Because my ccluster had 1 resource and the code can’t handle the different between resource and resources. There the ouput of the the code on my test setup

[root @client_vm check_mk_agent]# TZ=UTC crm_mon - 1 -r | grep -v ^$ | sed 's/^ //; /^\sResource Group:/,$ s/^\s//; s/^\s/_/g'
Stack: corosync
Current DC: client_vm03 (version 1.1 . 20 - 5 .el7_7. 2 -3c4c782f70) - partition with quorum
Last updated: Tue Oct 13 09 : 25 : 18 2020
Last change: Thu May 21 00 : 02 : 18 2020 by root via cibadmin on client_vm01
3 nodes configured
1 resource configured
Online: [client_vm01 client_vm02 client_vm03 ]
Full list of resources:
ClusterIP (ocf::heartbeat:IPaddr2): Started client_vm01

andreas-doehler · October 14, 2020, 5:36am

That is strange as “num_resources” should not be “None”. It means the parsing function at inventory time has not found any resources in your output. That is your extra line or?

If you look at the source code of this check you see that it is very old
Your code change should also be extended for the Node detection as you system also don’t detected the three nodes, in your case also “None”.

It could help if the crm_mon status output is not the unstructured text. I don’t know how good the XML output looks like but it should be better parse-able.

keylane_sbaas · October 14, 2020, 2:02pm

The problem was that we had 1 resource and not had 1 resources. See the change that I made in Solution.

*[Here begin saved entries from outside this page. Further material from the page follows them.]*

PR #1942, opened 2024-05-30
wayland: Implement make_center

### LINKED ISSUE #1928: Add CENTER anchor to shell API
### Problem

There are several windows we want to always be centered on the screen like:
* Onboarding
* Installer
* Initial Setup
* Session dialogs

### Proposal

Add a "Center" anchor option

### Prior Art (Optional)

There used to be https://valadoc.org/gtk+-3.0/Gtk.WindowPosition.CENTER_ALWAYS.html which was cool because you could resize something like installer and it would remain centered on the screen when you did it

leolost2605:
Add a make_center method. These surfaces are always centered and can be used for e.g. shortcut overlay, onboarding, initial setup, various dialogs (like polkit, etc.).

I plan to add a make_modal method here as well that acts like #1879 

~Regarding naming stuff we can of course change it to anything we want. I just used the widget interface because I thought it was meant for that before reading @tintou's comment about it. If somebody wants to call it something different and has a good name for it I'll be happy to change it :)~

Fixes #1928 (IMHO it makes more sense to do it like this because a lot of stuff from the panel interface doesn't apply on centered "panels" like hide modes, barriers, struts, etc.)


leolost2605:
E.g. used with polkit agent: elementary/pantheon-agent-polkit#81

tintou:
Yeah widget is meant for Desktop widgets (such as [Nimbus](https://appcenter.elementary.io/io.github.danirabbit.nimbus/))

leolost2605:
Any alternative naming suggestions? Dialog? Centered? Or should I use the extended behavior?

tintou:
I guess that it fits the extended behavior, maybe we should have one function for centering and another for "focusing" with the rest of the desktop dimmed ? Or should we have everything in one as "ShellModal" ?

tintou:
I believe that @danirabbit want to give some input on if we have different use cases here

leolost2605:
Ooops I saw these comments to late I renamed it to system dialogs meanwhile but let's wait for @danirabbit

danirabbit:
The use cases I can think of are:
* Polkit
* Onboarding
* Installer + Initial Setup
* session dialog

I think the only one of those where some kind of modal styling might be weird is Onboarding because it can launch system settings for expanded options for example

leolost2605:
Ok so I guess we should keep modal optional since it won't be too hard anyways. Would you prefer it being in the extended behavior though? IMHO having a separate interface for this kinda makes sense to keep the methods more closely related but idk

tintou:
The "extended behavior" interface is exactly made for such cases :wink:

leolost2605:
Ok I moved it to extended behavior and introduced a make_centered there. I would leave the modal part to another PR

danirabbit:
@leolost2605 whats the best way to test this? I tried installing this branch and the polkit agent branch but I didn't notice any difference 🤔

leolost2605:
@danirabbit since the modal behavior and dimming is left to another PR the most visible thing would probably be that it always stays in the middle and also above other windows. In theory it shouldn't be movable (e.g. via shortcuts or super + drag) but I think it has big windowhandle on it so it manually requests moves which are still honored.

danirabbit:
@leolost2605 okay so I installed this branch and also https://github.com/elementary/pantheon-agent-polkit/pull/81 and logged out and back in and I can't confirm that polkit dialogs are appearing in the center of the display, and they aren't staying always on top either, but they do seem to appear on every workspace

leolost2605:
Then there's definitely something wrong here, I'll take another look at it :)

leolost2605:
Ok so turns out that 1. I forgot to set a quark and 2. I completely forgot you have to add the polkit agent to be launched as a trusted client via the dconf key `/io/elementary/wm/desktop/trusted-clients` as `/usr/libexec/policykit-1-pantheon/io.elementary.desktop.agent-polkit`

danirabbit:
Ahhh, maybe instead of (or in addition to) a dconf key we should check if the id is prefixed with `io.elementary`? Since a dconf key can't be updated so there would be no way to add new trusted clients to an existing install

leolost2605:
Maybe the name trusted client is a bit misleading but this actually doesn't only check whether it's allowed but actually launches it so some explicit setting is pretty much a must (we don't want to launch all elementary apps at galas start). I didn't actually consider that we can't update dconf keys (oops) but maybe we can do postinstalls? Or alternatively don't use dconf but hardcode (and then allow adding customs ones/disabling hardcoded ones)?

If it is that old, I can understand that improvements can be applied
Do you have link with examples for what is better parse-able. Maybe I can give it a try and upload to Github?

And I will edit the previous post, if you want to reproduce anything yourself.

andreas-doehler · October 14, 2020, 2:45pm

I can have a look at the “crm_mon” XML output tomorrow.
I will let you know if this looks promising.

keylane_sbaas · October 21, 2020, 1:43pm

Hi Andreas,

How did it go with the XML output?

I was checking the code again and begin searching for “num_resources” and “inventory_heartbeat_crm_resources”. Because this is the variable that is used to create dictionary with all the resource(s) in it. The weard thing is that this is the only code that does something with the status of the resource

def inventory_heartbeat_crm_resources(info):
# Full list of resources:
# Resource Group: group_slapmaster
# resource_virtip1 (ocf:IPaddr): Started mwp
# resource_virtip2 (ocf:IPaddr): Started mwp
# resource_pingnodes (ocf:pingd): Started mwp
# resource_slapmaster (ocf:OpenLDAP): Started mwp
# resource_slapslave (ocf:OpenLDAP): Started smwp
inventory =
settings = host_extra_conf_merged(host_name(), inventory_heartbeat_crm_rules)
for name, resources in heartbeat_crm_parse_resources(info).iteritems():
# In naildown mode only resources which are started somewhere can be
# inventorized
if settings.get(‘naildown_resources’, False) and resources[0][2] != ‘Stopped’:
inventory.append((name, ‘“%s”’ % resources[0][3]))
else:
inventory.append((name, None))
return inventory

system · October 21, 2021, 1:43pm

This topic was automatically closed 365 days after the last reply. New replies are no longer allowed.